>>>
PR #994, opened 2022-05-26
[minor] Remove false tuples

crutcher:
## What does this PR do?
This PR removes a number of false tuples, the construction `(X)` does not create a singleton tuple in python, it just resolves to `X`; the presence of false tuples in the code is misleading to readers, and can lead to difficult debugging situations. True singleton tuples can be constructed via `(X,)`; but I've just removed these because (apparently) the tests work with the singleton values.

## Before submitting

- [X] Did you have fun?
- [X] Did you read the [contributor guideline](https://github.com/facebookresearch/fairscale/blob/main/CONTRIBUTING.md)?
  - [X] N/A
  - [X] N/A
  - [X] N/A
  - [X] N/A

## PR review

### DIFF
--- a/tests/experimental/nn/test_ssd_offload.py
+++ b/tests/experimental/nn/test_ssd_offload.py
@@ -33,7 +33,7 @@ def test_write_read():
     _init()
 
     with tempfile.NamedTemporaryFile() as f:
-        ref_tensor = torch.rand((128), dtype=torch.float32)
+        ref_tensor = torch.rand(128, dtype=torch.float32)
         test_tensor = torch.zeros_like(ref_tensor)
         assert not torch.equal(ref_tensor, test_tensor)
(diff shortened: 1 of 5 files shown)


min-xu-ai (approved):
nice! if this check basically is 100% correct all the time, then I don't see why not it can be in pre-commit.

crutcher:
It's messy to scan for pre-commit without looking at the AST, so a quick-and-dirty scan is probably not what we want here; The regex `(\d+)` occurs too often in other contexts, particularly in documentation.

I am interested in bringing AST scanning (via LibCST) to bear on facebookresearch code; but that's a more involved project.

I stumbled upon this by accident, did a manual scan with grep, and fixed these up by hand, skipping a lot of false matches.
<<<
WORK TASK
Precisely as given, transcribe all of the entries above.

SOLUTION
PR #994, opened 2022-05-26
[minor] Remove false tuples

crutcher:
## What does this PR do?
This PR removes a number of false tuples, the construction `(X)` does not create a singleton tuple in python, it just resolves to `X`; the presence of false tuples in the code is misleading to readers, and can lead to difficult debugging situations. True singleton tuples can be constructed via `(X,)`; but I've just removed these because (apparently) the tests work with the singleton values.

## Before submitting

- [X] Did you have fun?
- [X] Did you read the [contributor guideline](https://github.com/facebookresearch/fairscale/blob/main/CONTRIBUTING.md)?
  - [X] N/A
  - [X] N/A
  - [X] N/A
  - [X] N/A

## PR review

### DIFF
--- a/tests/experimental/nn/test_ssd_offload.py
+++ b/tests/experimental/nn/test_ssd_offload.py
@@ -33,7 +33,7 @@ def test_write_read():
     _init()
 
     with tempfile.NamedTemporaryFile() as f:
-        ref_tensor = torch.rand((128), dtype=torch.float32)
+        ref_tensor = torch.rand(128, dtype=torch.float32)
         test_tensor = torch.zeros_like(ref_tensor)
         assert not torch.equal(ref_tensor, test_tensor)
(diff shortened: 1 of 5 files shown)


min-xu-ai (approved):
nice! if this check basically is 100% correct all the time, then I don't see why not it can be in pre-commit.

crutcher:
It's messy to scan for pre-commit without looking at the AST, so a quick-and-dirty scan is probably not what we want here; The regex `(\d+)` occurs too often in other contexts, particularly in documentation.

I am interested in bringing AST scanning (via LibCST) to bear on facebookresearch code; but that's a more involved project.

I stumbled upon this by accident, did a manual scan with grep, and fixed these up by hand, skipping a lot of false matches.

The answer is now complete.